Today, CDs are such commonplace objects, a lot of us cannot even remember a time when they did not exist. But behind these ordinary-looking discs is a long good reputation for development along with a production process determined by ingenious technology that’s the way in front of its once again time.
Making a CD
The technique of CD creation begins with a single master disc. This original disc is made of glass and is also meant to withstand the pressures of replication. This disc is cleaned with deionized water plus a fine brush, then it’s left to dry before photo resistant chemicals are spread on its surface.
After these procedures, the master disc is placed in a machine that will engrave data onto it. Coatings of nickel and vanadium are applied to get a die.
This die will probably be used to make copies in the master disc.
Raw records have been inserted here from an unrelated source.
PR #448, opened 2019-04-29
CSHARP-766 LocalDate bug fix

joao-r-reis:
For certain dates, the `LocalDate` `ctor` computes the wrong date from the given timestamp (days since epoch centered in `2^31`). Added these scenarios to the existing unit tests and replaced the implementation with a port from http://howardhinnant.github.io/date_algorithms.html#civil_from_days

### DIFF
--- a/src/Cassandra/LocalDate.cs
+++ b/src/Cassandra/LocalDate.cs
@@ -18,6 +18,8 @@ namespace Cassandra
         // unix epoch is represented by the number  2 ^ 31
         private const long DateCenter = 2147483648L;
         private const long DaysFromYear0ToUnixEpoch = 719528L;
+        // ReSharper disable once InconsistentNaming
+        private const long DaysFromYear0March1stToUnixEpoch = LocalDate.DaysFromYear0ToUnixEpoch - 60L;
         
         private static readonly Regex RegexInteger = new Regex("^-?\\d+$", RegexOptions.Compiled);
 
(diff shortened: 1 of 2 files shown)


src/Cassandra/LocalDate.cs
```diff
@@ -45,47 +42,29 @@ public class LocalDate: IComparable<LocalDate>, IEquatable<LocalDate>
...
+
+        /// <summary>
+        /// Port from http://howardhinnant.github.io/date_algorithms.html#civil_from_days
+        /// There's a good explanation of the algorithm over there.
+        /// </summary>
+        /// <param name="daysSinceEpoch">Days since Epoch (January 1st, 1970), can be negative.</param>
+        private void InitializeFromDaysSinceEpoch(long daysSinceEpoch)
+        {
+            var z = daysSinceEpoch;
+            z += 719468L;
```
jorgebay: We can name these constants, like `daysSinceYearZeroToUnixEpoch`

joao-r-reis:
Your comment disappeared somehow @jorgebay so writing here: 

I didn't name that one exactly like that but added a comment explaining that particular computation.
Also added names and some comments to this method's code.

src/Cassandra/LocalDate.cs
```diff
@@ -45,47 +42,31 @@ public class LocalDate: IComparable<LocalDate>, IEquatable<LocalDate>
...
+        }
+
+        /// <summary>
+        /// Port from https://github.com/HowardHinnant/date which is based on http://howardhinnant.github.io/date_algorithms.html
+        /// There's a good explanation of the algorithm over there.
+        /// </summary>
+        /// <param name="daysSinceEpoch">Days since Epoch (January 1st, 1970), can be negative.</param>
+        private void InitializeFromDaysSinceEpoch(long daysSinceEpoch)
+        {
+            daysSinceEpoch += 719468L;                                                                  // shift epoch from 1970-01-01 to 0000-03-01
```
jorgebay: This constant is defined above: `DaysFromYear0ToUnixEpoch`.

src/Cassandra/LocalDate.cs
```diff
@@ -45,47 +42,31 @@ public class LocalDate: IComparable<LocalDate>, IEquatable<LocalDate>
...
+            var era = (daysSinceEpoch >= 0 ? daysSinceEpoch : daysSinceEpoch - 146096) / 146097;        // compute era
```
jorgebay: We could explain in code comment that in this algorithm, an era is a 400 year period.

src/Cassandra/LocalDate.cs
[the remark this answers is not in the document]
joao-r-reis: This is the same comment as https://github.com/datastax/csharp-driver/pull/448#discussion_r281965202 right?

src/Cassandra/LocalDate.cs
joao-r-reis: The constant is actually different, not sure why...

joao-r-reis: Ah it's because the year starts on March 1st here, nevermind. I'll change it to use the constand and remove 60 days

src/Cassandra/LocalDate.cs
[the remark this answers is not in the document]
jorgebay: yes, sorry, it was on my review buffer.

src/Cassandra/LocalDate.cs
joao-r-reis: done

src/Cassandra/LocalDate.cs
joao-r-reis: Ok created new constant `DaysFromYear0March1stToUnixEpoch` which is `DaysFromYear0ToUnixEpoch - 60L` and used that one in the method.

The plastic CDs are made utilizing a hydraulic press. Polycarbonate plastic granules pass into the preheated press until it liquefies. The plastic might be injected into the die to make a translucent disc. This disc is then left for cooling before plastic hardens.
After the master CD is replicated, a thin coating of aluminum is applied to the copies. This means that the information for the discs might be read. A coat of varnish can also be put on to protect the discs against scratches.
Once the varnish dries, silkscreen engraving might be printed for the surface in the discs. The discs are packaged and provided for the marketplace.
How the CD began
The first music CDs were invented in 1965 when inventor James Russell thought of storing information in a light-sensitive plate instead of the black vinyl hole-punched discs which are used to store music then. His product was patented in 1970 – though the idea was too advanced for his time, also it failed to sell.
However, in the 1970s, Sony and Philips got interested in the idea and bought licenses from Russell. In September 1976, Sony made its first public demonstration from the optical digital audio disc, while Philips first displayed its product on March 8, 1979.
With these electronic giants supporting it, the CD market potential was immediately realized. To accelerate the introduction of a marketable version of the CD, Sony and Philips chose to work together to put the standards with the compact disk and it is played.
It took 12 months of trial and error prior to the first commercial disc arrived. The Laserdisc – a 30cm version in the CD to be sure it now – took over as the blueprint for that 12cm cd’s manufacturing process. Philips worked on prolonging the compact disk’s playing time and improve its resistance to scratching. Meanwhile, Sony created a player that would see the discs.
In 1982, Billy Joel’s 52nd Street had become the first album to be sold in CD format. Three years later, Dire Straight’s Brother’s in Arms became the first CD album to sell more than the usual million pieces.
The compact disk then continued beyond its original function of storing and playing high-quality music. It took over as a medium for holding software. As early as 1990, it became possible to write computer data on a compact disc.
Soon, the CDs’ effects on magnetic storage devices such as cassettes and VCDs became felt. Ten years after CDs became rewritable, cassette tapes disappeared from the market industry almost completely.
Today, CD manufacturers are thinking about creating even more scratch-resistant CDs that will hold often more data than our current CDs. With the improving technologies on CD production and CD replication, there is not any telling what this shiny little plastic device has in store for us. But one thing’s for sure: it would be worth expecting.